Pathobiology professor Scott Weese says that to understand the abnormal, you have to know what’s normal. And normal, for mammals, is to have more than 10 times as many bacterial cells in and on our bodies as our own cells.
We can’t live without these bacteria, but when they become altered in some way because of illness, diet, medication or other factors, a range of problems can occur. In humans, altered gut flora — bacteria living in the stomach and intestines — can be linked to inflammation, allergies, obesity, difficulties with brain function, inflammatory bowel disease, metabolic disease, cancer and other problems.
“It’s not just one bug that causes these problems, it’s how the whole population of bacteria in the system interacts and balances,” Weese explains.
“Largely because of the complexity of these bacterial populations and technological limitations, only recently have we had the tools to properly explore these ecosystems. Our knowledge of the canine microbiota is currently limited,” he adds, “but knowing what’s normally present in the dog’s system is critical for diagnosing illness. Our research is studying what bacteria are present in different body sites in healthy dogs and exploring how that varies among dogs of different ages and different environments, and in sick versus healthy dogs.”
Weese and his co-researchers are looking at bacteria in dogs’ guts, on their skin, in their mouths and in their nasal cavities. So what lurks inside your dog’s mouth? He says that every dog seems to carry multiple zoonotic bacteria, which can also infect humans. “There is always some degree of risk in being exposed to those germs,” he says, but actually getting an infection is rare.
For some people, though, a little dog saliva can be extremely dangerous. On his popular Worms and Germs blog, Weese mentions a case that made headlines recently: an Ottawa woman lost three limbs to an infection caused by Capnocytophaga canimorsus. This bacterium is found in the mouths of almost all dogs, Weese explains, but it is generally only dangerous to someone without a spleen, who has a compromised immune system, or who is an alcoholic. If you fit into one of those groups, he adds, speak with your doctor about the risk from this bacterium and avoid contact with a dog’s saliva.
Of the hundreds of types of bacteria found in every dog’s mouth, many have not been identified. Those unknown bacteria are ones that don’t grow in cultures, an older method of finding bacteria. Instead, Weese uses bacterial DNA to distinguish the different types, giving a more accurate picture of the multitude of germs that are present.

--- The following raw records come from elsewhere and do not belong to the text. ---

PR #2457, opened 2018-07-25
HHH-12856 Support of sequences on DB2400

pierrickrouxel:
* https://hibernate.atlassian.net/browse/HHH-12856

### DIFF
--- a/hibernate-core/src/main/java/org/hibernate/dialect/DB2400Dialect.java
+++ b/hibernate-core/src/main/java/org/hibernate/dialect/DB2400Dialect.java
@@ -32,6 +32,17 @@ public class DB2400Dialect extends DB2Dialect {
 	}
 
 	@Override
+	public String getLimitString(String sql, int offset, int limit) {
+		if ( offset > 0 ) {
+			throw new UnsupportedOperationException( "query result offset is not supported" );
+		}
+		if ( limit == 0 ) {
+			return sql;
+		}
+		return sql + " fetch first " + limit + " rows only ";
+	}
+
+	@Override
 	public String getForUpdateString() {
 		return " for update with rs";
 	}
--- a/hibernate-core/src/main/java/org/hibernate/dialect/DB2400Dialect.java
+++ b/hibernate-core/src/main/java/org/hibernate/dialect/DB2400Dialect.java
@@ -21,79 +21,14 @@ import org.hibernate.engine.spi.RowSelection;
  */
 public class DB2400Dialect extends DB2Dialect {
 
-	private static final AbstractLimitHandler LIMIT_HANDLER = new AbstractLimitHandler() {
-		@Override
-		public String processSql(String sql, RowSelection selection) {
-			if ( LimitHelper.hasFirstRow( selection ) ) {
-				//nest the main query in an outer select
-				return "select * from ( select inner2_.*, rownumber() over(order by order of inner2_) as rownumber_ from ( "
-						+ sql + " fetch first " + getMaxOrLimit( selection ) + " rows only ) as inner2_ ) as inner1_ where rownumber_ > "
-						+ selection.getFirstRow() + " order by rownumber_";
-			}
-			return sql + " fetch first " + getMaxOrLimit( selection ) + " rows only";
-		}
-
-		@Override
-		public boolean supportsLimit() {
-			return true;
-		}
-
-		@Override
-		public boolean useMaxForLimit() {
-			return true;
-		}
-
-		@Override
-		public boolean supportsVariableLimit() {
-			return false;
-		}
-	};
-
 	@Override
 	public boolean supportsSequences() {
 		return false;
 	}
 
 	@Override
-	public boolean supportsLimit() {
-		return true;
-	}
-
-	@Override
 	public String getQuerySequencesString() {
 		return null;
-	}
-
-	@Override
-	@SuppressWarnings("deprecation")
-	public boolean supportsLimitOffset() {
-		return false;
-	}
-
-	@Override
-	public boolean useMaxForLimit() {
-		return true;
-	}
-
-	@Override
-	public boolean supportsVariableLimit() {
-		return false;
-	}
-
-	@Override
-	public String getLimitString(String sql, int offset, int limit) {
-		if ( offset > 0 ) {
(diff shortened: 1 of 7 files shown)


hibernate-core/src/main/java/org/hibernate/dialect/DB2400V7R1Dialect.java
```diff
@@ -0,0 +1,42 @@
...
+import org.hibernate.dialect.unique.DefaultUniqueDelegate;
+import org.hibernate.dialect.unique.UniqueDelegate;
+
+/**
+ * An SQL dialect for i. This class provides support for DB2 Universal Database for i V7R1 and
+ * later, also known as DB2/400.
+ *
+ * @author Pierrick Rouxel (pierrickrouxel)
+ */
+public class DB2400V7R1Dialect extends DB2Dialect {
```
gsmet: I'm surprised it does not extend `DB2400Dialect`?

pierrickrouxel: It's voluntary because the real function of DB2400Dialect is emulate the sequences. But maybe I should have extend DB2400Dialect and revert the feature for a better understanding ?

gsmet: Agreed there is the sequence support and a lot of noise about limits that should be removed considering we have a specific limit handler but there is at least these methods which are different from the `DB2Dialect`:
```
	@Override
	public String getForUpdateString() {
		return " for update with rs";
	}

	@Override
	public IdentityColumnSupport getIdentityColumnSupport() {
		return new DB2390IdentityColumnSupport();
	}
```

pierrickrouxel:
For the DB2390IdentityColumnSupport V7R1 supports VALUES clause. There is no reason to continue to use sysibm.sysdummy1. 

I copied for update with rs.

hibernate-core/src/main/java/org/hibernate/dialect/DB2400V7R1Dialect.java
pierrickrouxel: For the DB2390IdentityColumnSupport V7R1 supports VALUES clause. There is no reason to continue to use sysibm.sysdummy1.

I copied for update with rs.

pierrickrouxel: I also replaced the unique delegate because the V7R1 supports unique constraint on column which has a different behaviour of the unique index with null. It makes unique compatible with Postgres, MySQL...

gsmet:
@pierrickrouxel I thought about it a bit more and I don't think we can include the automatic upgrade in 5.3 as the sequence won't be initialized. So the user will end up with duplicated keys (or most likely errors).

We can add this dialect to 5.3 and the user would have to enable it manually.

And we can add your PR to current master and add a note for the `migration-guide.adoc` document on how to initialize the sequence.

Would you be willing to prepare 2 differents PR along these lines:
- for master: your current patch + a note in `migration-guide.adoc` at the root of the git repo explaining how to initialize the sequence
- for 5.3: the new dialect but no automatic enablement.

pierrickrouxel:
I found a problem with sequences. qsys2.syssequences documents all sequences of system. Without filter by schema_name the test doesn't work. If there is 1 sequences in 1 schema and 2 connections on 2 different schemas, the sequence existence test will return true in both connections.

I will work on this.

hibernate-core/src/main/java/org/hibernate/dialect/DB2400Dialect.java
```diff
@@ -21,81 +21,16 @@
...
-			return sql;
-		}
-		return sql + " fetch first " + limit + " rows only ";
-	}
-
-	@Override
-	public LimitHandler getLimitHandler() {
-		return LIMIT_HANDLER;
-	}
-
```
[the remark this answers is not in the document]
pierrickrouxel: I removed this lines because the implementation is the same as the superclass. However rereading my commit I discovered I removed a restriction with offset that existed in an old OS version. I reintroduce it in the next commit.

hibernate-core/src/main/java/org/hibernate/dialect/DB2400V7R3Dialect.java
```diff
@@ -0,0 +1,51 @@
...
+import org.hibernate.dialect.unique.DefaultUniqueDelegate;
+import org.hibernate.dialect.unique.UniqueDelegate;
+
+/**
+ * An SQL dialect for i. This class provides support for DB2 Universal Database for i V7R1 and
+ * later, also known as DB2/400.
+ *
+ * @author Pierrick Rouxel (pierrickrouxel)
+ */
+public class DB2400V7R3Dialect extends DB2400Dialect {
```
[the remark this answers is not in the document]
pierrickrouxel: I changed the release number because the features used to upgrade the dialect are available in V7R1, but only installing Technology Refresh 11, also available in V7R2 with TR3 but in V7R3 they are shipped natively. I think it's more reliable. For this reason I fixed the documentation and put the dialect as default for V7R3.

hibernate-core/src/main/java/org/hibernate/dialect/DB2400Dialect.java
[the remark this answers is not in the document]
dreab8: I may be wrong but I think also 
	```
public boolean supportsLimitOffset() {	
		return false;	
	}
```
should be reintroduced.

dreab8:
applied upstream after reintroducing the `supportsLimitOffset`.

Thanks a lot @pierrickrouxel and sorry for the long time it took to be merged.

pierrickrouxel:
Thank you for the merge.

hibernate-core/src/main/java/org/hibernate/dialect/DB2400Dialect.java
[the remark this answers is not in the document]
icgUser: Hi, shouldn't it be set to true?

Otherwise offset will always come to zero in the getLimitString method, so it will always execute the query as in the getLimitString method of the DB2400Dialect dialect, without offset.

His research studies are also looking at how bacteria change over time, which can vary from one species to another, Weese says. The gut flora in horses, for example, tends to become very complex quite quickly. In dogs, their gut flora develops more gradually
Early exposure to bacteria also seems to be a key factor; Weese says that the flora of a dog being raised on a farm may be quite different than that of a dog raised in a city apartment. “Even if we brought both dogs to the same home after three months, the bacteria in their systems might never be the same. We’re only starting to comprehend the different factors that influence our microbial populations.”
Another project is investigating stool transplants for dogs with chronic diarrhea. “The idea is that some diseases are the result of disruption of the normal bacterial population, and restoring that population is the key to cure,” says Weese. “If we can restore the gut flora to a normal state, we may be able to cure the disease.” Dogs are probably less squeamish about stool transplants than people.
Studying the canine biome is a new field, Weese explains. “It seems like every study we do leads to more questions.” There appears to be significant variation among dogs. Weese says that the precise composition of the bacterial flora in any part of a dog is probably multi-factorial. “We don’t know yet if the breed of the dog makes a difference, although we do know that some illnesses are more common in some breeds than in others, so perhaps it is a factor.”